Issue #6281, opened 2026-05-29
Sent message sound is not the same as iOS default


prolud:
- [x] I have searched open and closed issues for duplicates
- [x] I am submitting a bug report for existing functionality that does not work as intended
- [x] This isn't a feature request or a discussion topic

----------------------------------------

### Bug description
The message sent audio is not actually in the best quality and it is not the same as iMessage sound.

### Steps to reproduce
- send a message in the chat

**Actual result:** the sent_message.aiff audio is not the same as iPhone default

**Expected result:** the sent_message.aiff should play ios default sent message audio

### Device info

**Device**: iPhone 13

**iOS version**: 26.5

**Signal version:** 8.12.1 (1616)

prolud:
https://github.com/user-attachments/assets/ebaa4263-f8a8-4683-907d-d6eb89c22f5f

prolud:
my pull request to fix this:
https://github.com/signalapp/Signal-iOS/pull/6282

sashaweiss-signal:
Hi, thanks for reporting. We plan to keep the outgoing-message sound as it for now.

PR #6282, opened 2026-05-29
[bugfix/improve-message-sent] fix: change message_sent.aiff to the default one #6281

prolud:
this pull request just changes de message_sent.aiff audio to the iOS default one.


prolud:
this pull request is associated with issue https://github.com/signalapp/Signal-iOS/issues/6281

sashaweiss-signal:
Hi, thanks for your interest in contributing. We plan to keep the outgoing-message send as it is for now.

PR #6285, opened 2026-05-31
Add live audio waveform animation

Chaus:
### Problem Statement

When recording a voice message, the UI previously lacked visual feedback indicating the level of audio being captured. This made it difficult for users to confirm that their microphone was picking up their voice clearly and at the right volume before the message was actually sent. Common scenario: the bluetooth headset did not disconnect from the phone while the user left the headset in another room and is recording an audio using their phone only.

### Solution

This PR introduces a brand new **Live Audio Waveform** that animates in real-time while a voice message is being recorded.

**Key Features:**
1. **Real-time Visualization:** A dynamic, scrolling waveform that maps directly to the microphone's input power levels, providing immediate and responsive visual feedback to the user.
2. **Seamless Lock State Support:** The waveform automatically expands and anchors itself between the `Cancel` button and the audio message time - taking only the space that has previously been empty and unused.
3. **Smooth Aesthetics:** Uses hardware-accelerated `CABasicAnimation` for smooth 60fps scrolling, along with a `CAGradientLayer` mask on the leading edge so that older audio samples gracefully fade into transparency as they scroll out of view.

- - - - - - - - - -

### Contributor checklist
 * iPhone 12 Mini, iOS 17.4

### DIFF
--- a/Signal.xcodeproj/project.pbxproj
+++ b/Signal.xcodeproj/project.pbxproj
@@ -1741,6 +1741,7 @@
 		A1A018521805C5E800A052A6 /* QuartzCore.framework in Frameworks */ = {isa = PBXBuildFile; fileRef = A11CD70C17FA230600A2D1B1 /* QuartzCore.framework */; };
 		A1A018531805C60D00A052A6 /* CoreGraphics.framework in Frameworks */ = {isa = PBXBuildFile; fileRef = D221A091169C9E5E00537ABF /* CoreGraphics.framework */; };
 		A5E7C675248C5443007C949A /* InfoPlist.strings in Resources */ = {isa = PBXBuildFile; fileRef = A5E7C673248C5442007C949A /* InfoPlist.strings */; };
+		A68C407AAE86CE67FAC11F79 /* LiveAudioWaveformView.swift in Sources */ = {isa = PBXBuildFile; fileRef = 0484486DA7CD91AB4D8E771E /* LiveAudioWaveformView.swift */; };
 		B60EDE041A05A01700D73516 /* AudioToolbox.framework in Frameworks */ = {isa = PBXBuildFile; fileRef = B60EDE031A05A01700D73516 /* AudioToolbox.framework */; };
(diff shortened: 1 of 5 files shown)


sashaweiss-signal:
Thanks for your interest in contributing! Unfortunately, we don't generally accept external contributions of "features" like this because of the review and ongoing maintenance cost. This is a neat idea though, and I'll pass it along to our design team as we have improvements planned for Voice Notes overall! If we do decide to adopt this along with our other improvements, I'll reopen this PR.

Chaus:
Thank you for your response @sashaweiss-signal. 

For the context, the situation when you record a 3-minute voice message - only to realize your headset was still connected inside your bag, and Signal was picking up the mic from in there the whole time - happens to me, my girlfriend and virtually all my friends every other day. It's quite frustrating so we all would really love to have this kind of feature. 

And the space between the recording timer and the Cancel button is currently empty and unused, so it seemed like a very intuitive place for the live waveform. If there is anything I can do for this feature to be adopted, please let me know!

Best wishes to you and the team, thank you for everything you've done for Signal - I love it.

image

sashaweiss-signal:
Makes sense – there are definitely voice message papercuts we need to address. Can you provide some demo videos of how this looks, which I can pass along and will help us prioritize?

Chaus:
@sashaweiss-signal sure, here are the demos for two use cases:

1. Pull-up the mic button
 
https://github.com/user-attachments/assets/5798cb81-5c37-4564-9340-8e491c4ea557

4. Press-and-hold the mic button

https://github.com/user-attachments/assets/75952f9e-a74f-47f9-9ed6-54e67ff24ea7

sashaweiss-signal:
Thanks @Chaus, I'll make sure this gets looked at!

sashaweiss-signal:
We recently added something like this to Desktop, so I'm going to reopen the PR and mark it as Acknowledged for now, and I've linked it to our internal tracking system. I can't guarantee when we'll take this up, but we'll circle back here when we do!

Chaus:
Thank you @sashaweiss-signal!

Issue #357, opened 2026-08-21
Add runtime request-body validation + body size limits


vincentri:
# Summary

HTTP request bodies are never schema-validated at runtime, and there is no request-body size limit anywhere.

# Evidence (validated against source)

- `readJson` (`apps/server/src/http/shared.ts:355-364`) is `request.json() as T` — a type assertion with only a SyntaxError→400 mapping. Zero schema checking.
- Zod schemas in route files are OpenAPI documentation stubs (e.g. `profiles.ts:86-147` uses `z.object({}).passthrough()`), registered via `registerPath` while handlers use plain `app.post(...)` + `readJson` — so @hono/zod-openapi's runtime validation never runs. `setup-import.ts` defines real schemas (`:27-37`) but its handlers bypass them (`:126`, `:149`).
- `app.openapi()` — the only registration path that validates at runtime — is used solely for five body-less GETs (`auth.ts:475,516`; `system.ts:171,188,192`).
- No `bodyLimit` middleware anywhere; `Bun.serve` sets no `maxRequestBodySize` (`index.ts:334-344`).
- Related: query params cast without validation — `skill-suggestions.ts:97`, `skill-proposals.ts:99-103`, `org-memory.ts:696-700`.

# Impact

Wrong-typed fields flow into services and SQLite bindings, surfacing as 500s or silent misbehavior instead of 400s. Multi-MB/Gb JSON bodies are parsed before any check. Safety currently lives in per-service discipline rather than at the boundary — individual sinks were audited clean, so this is defense-in-depth rather than an open injection path.

# Fix

Pick one approach and apply boundary-wide:

- migrate mutating routes to `app.openapi()` + real zod schemas, or
- extend `readJson` to accept a zod schema param and validate inline,

plus add global `bodyLimit` middleware and validate enum query params instead of casting.

## Verification notes

Spot-checked against source on 2026-08-21:

- Confirmed `readJson` at `apps/server/src/http/shared.ts:355-364` — `(await request.json()) as T` with only a SyntaxError→400 mapping. Exact match.
- Confirmed `profiles.ts:86-147` — every request/response schema is a `z.object({}).passthrough()` stub, registered via `registerPath` while handlers use plain `app.post(...)` + `readJson`.
- Confirmed `setup-import.ts` — real schemas at lines 27-37, bypassed by `readJson` calls at lines 126 and 149.
[...]

PR #820, opened 2026-09-03
fix(import): cap archive size on the setup import routes

fajarhide:
## Summary

The pre-first-admin import routes cap what they decode and unzip.

**Before:** `/v1/auth/setup/import/preview|restore` are unauthenticated until the first admin exists, and they base64 decoded and `unzipSync`ed whatever arrived. fflate sizes each output buffer from the entry's declared uncompressed size, so a few KB of archive could ask for gigabytes.
**After:** `decodeArchiveRequestData` rejects a payload over 100 MB with a 413 before it copies or decodes. `readZip` refuses an entry over 100 MB, or an archive over 500 MB uncompressed, from the unzip filter, which fflate runs before it allocates anything.

Why safe:
1. Both caps sit in the shared functions, so the authenticated platform import routes get them too.
2. Existing behavior kept, a valid archive still previews and restores and both routes still 409 after the first admin.
3. The request body limit itself belongs to #357, so it is not duplicated here.

## Test plan
- [x] `bun run test`, 11 workspaces, 0 fail (server 1109)
- [x] The three new cases go red with the caps raised to `Number.MAX_SAFE_INTEGER` and green as written

Part of #361 (b).

### DIFF
--- a/apps/server/src/http/routes/data-portability.ts
+++ b/apps/server/src/http/routes/data-portability.ts
@@ -95,6 +95,10 @@ export function registerDataPortabilityRoutes(
           content: { "application/json": { schema: errorSchema } },
           description: "Error",
         },
+        413: {
+          content: { "application/json": { schema: errorSchema } },
+          description: "Error",
+        },
         500: {
           content: { "application/json": { schema: errorSchema } },
           description: "Error",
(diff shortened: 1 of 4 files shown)


ahmadrosid (commented):
Looks lean — ship. Caps sit in the shared decode/unzip path, routes only hoist decode so 413 isn’t swallowed, and the zip test helper grows just enough for the declared-size cases.

PR #821, opened 2026-09-03
fix(origin): allowlist the client-supplied origin

fajarhide:
## Summary

A client-supplied origin has to be one we recognise before it goes into a generated URL.

**Before:** `resolveRequestClientOrigin` took `clientOrigin` from the body, or the `Origin` or `Referer` header, stripped a trailing slash and returned it. That value becomes the Composio OAuth `redirect_uri` and the artifact share link. A configured `webPublicUrl` won for the callback, but a mismatching origin was ignored silently rather than refused, and an install with none accepted any host.
**After:** the origin must be http or https, and must either match the configured `webPublicUrl` or, on an install with none, be loopback or the host the request arrived on. Anything else is a 400 on Composio connect, artifact share publish and status, session send and setup.

Why safe:
1. Hosts are compared without the scheme, so a TLS terminator that drops `X-Forwarded-Proto` does not reject its own users.
2. Loopback stays allowed when nothing is configured, which is what the split-port dev setup and first-time setup need.
3. The agent-tool hop carries an origin its own route already checked and has no request to compare against, so it passes through.

This takes the stricter of the two options #361(d) names. An install that serves the UI from a host other than its configured `webPublicUrl` now gets a 400 instead of a silently rewritten link.

## Test plan
- [x] `bun run test`, 11 workspaces, 0 fail (server 1108)
- [x] The four allowlist cases go red with the check stubbed out and green as written

Part of #361 (d).

### DIFF
--- a/apps/server/src/http/routes/artifact-shares.test.ts
+++ b/apps/server/src/http/routes/artifact-shares.test.ts
@@ -273,7 +273,7 @@ describe("artifact share routes", () => {
     );
   });
 
-  test("publish prefers clientOrigin over loopback request URL", async () => {
+  test("publish refuses a clientOrigin off the request host", async () => {
     const { app, databaseAdapter } = createApp();
     const session = await setupFreshInstallSession(app, databaseAdapter);
     const orgId = session.orgId!;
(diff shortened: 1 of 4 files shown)


ahmadrosid (commented):
Looks lean — ship.

PR #822, opened 2026-09-03
fix(core): pin web_fetch to the addresses it verified

### LINKED ISSUE #523: [security] web_fetch SSRF check doesn't pin DNS — DNS rebinding defeats it
## Bug
DNS resolution is checked once at the start of the request, but the actual fetch uses `fetch()` which may re-resolve and return a different address (DNS rebinding). Combined with redirect handling, a hostname that returns a public IP first and a private IP second can reach internal services. Each hop still re-resolves without IP pinning.

## Files
- `packages/core/src/tools/web-fetch.ts:163-202`

## Fix
Resolve once, pass the resulting IP to `fetch` as `lookup:` override, and re-check `assertPublicHostname` on every redirect.

## Severity
High — SSRF via DNS rebinding.

vianbas:
## Summary

`web_fetch` connects to the addresses it verified, so a name that resolves public during the SSRF check cannot resolve private for the connection. Fixes #523.

**Before:** the hostname was checked, then handed to `fetch`, which resolved it a second time.
**After:** `resolvePublicAddresses` returns every public record and each hop tries those in order, carrying the logical host as `Host` and, over https, as `tls.serverName`.

Why safe:
1. The deny set is untouched: same `isPrivateIp` checks, same messages, and all 33 existing tests pass unmodified
2. Keeping the whole list preserves the fallback `fetch` does today, which matters because most public names answer with an IPv6 record first, so pinning only the first record would break every fetch from an IPv4-only host
3. Certificate identity is still checked against the hostname rather than the address, through `tls.serverName`, so SNI-dependent hosts keep working

Only re-add / follow up if a name's records are all public but the working one is not reachable within the 30s budget, since the hops are tried in resolver order rather than in parallel.

Note for whoever reads the linked issue: the fix it proposes cannot work. Bun's `fetch` has no `lookup` option and ignores one silently, measured in the issue thread.

## Test plan
- [x] `bun test packages/core/src/tools/web-fetch.test.ts` (40 pass, 7 new) and `bun test packages/core/src` (748 pass)
- [x] Reverted the implementation with the new tests in place: 5 of the 7 fail, so they discriminate
- [x] Rebinding reproduced against `main`: with DNS answering public to the guard while the OS still maps the name to loopback, `main` returns 200 from a local service; this branch never reaches it, including when the attacker offers loopback as a second record
- [x] Real end-to-end versus `main`: `https://example.com/`, `http://github.com/` and `https://bun.sh/` return identical status, `finalUrl` and byte counts
- [ ] Fetch a public https URL from the tool playground and confirm the body still returns

### DIFF
--- a/packages/core/src/tools/web-fetch.test.ts
+++ b/packages/core/src/tools/web-fetch.test.ts
@@ -333,19 +333,6 @@ describe("web_fetch pins the address it verified", () => {
     ]);
   });
 
-  test("never connects to a private record in a mixed answer", async () => {
-    const inputs: string[] = [];
-    stubFetch(async (input) => {
-      inputs.push(String(input));
-      return htmlResponse("<p>ok</p>");
-    });
-
-    // github-pages.test answers with a public IPv4 and a unique-local IPv6.
-    await webFetchTool.run({ url: "https://github-pages.test/" }, CTX);
-
-    expect(inputs).toEqual(["https://185.199.111.153/"]);
-  });
-
   test("re-pins each redirect hop and still reports the logical url", async () => {
     const inputs: string[] = [];
     const hosts: string[] = [];
--- a/packages/core/src/tools/web-fetch.test.ts
+++ b/packages/core/src/tools/web-fetch.test.ts
@@ -13,6 +13,13 @@ mock.module("node:dns/promises", () => ({
         { address: "fd00:aa:bb:2250::b9c7:6f99" },
       ]);
     }
+    if (hostname === "dual.test") {
+      // Two public records, IPv6 first — the shape most real names have.
+      return Promise.resolve([
+        { address: "2606:4700:20::681a:58a" },
+        { address: "185.199.111.153" },
+      ]);
+    }
     if (hostname === "private-alias.test") {
       return Promise.resolve([{ address: "fd00:aa:bb:2250::0a00:0001" }]);
     }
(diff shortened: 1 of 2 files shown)


packages/core/src/tools/web-fetch.test.ts
```diff
@@ -255,6 +262,121 @@ describe("web_fetch SSRF guard", () => {
...
+    const out = await webFetchTool.run({ url: "https://dual.test/" }, CTX);
+
+    expect(out.status).toBe(200);
+    expect(inputs).toEqual([
+      "https://[2606:4700:20::681a:58a]/",
+      "https://185.199.111.153/",
+    ]);
+  });
+
+  test("never connects to a private record in a mixed answer", async () => {
```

◆ **DIRECTIONS FOR THIS TASK**:
When you repeat the lines, start with the first line of the material and end with the line that contains "### Bug description", keeping both and reproducing each exactly, with nothing added.

◆ **ANSWER FOR THE TASK**:
Issue #6281, opened 2026-05-29
Sent message sound is not the same as iOS default


prolud:
- [x] I have searched open and closed issues for duplicates
- [x] I am submitting a bug report for existing functionality that does not work as intended
- [x] This isn't a feature request or a discussion topic

----------------------------------------

### Bug description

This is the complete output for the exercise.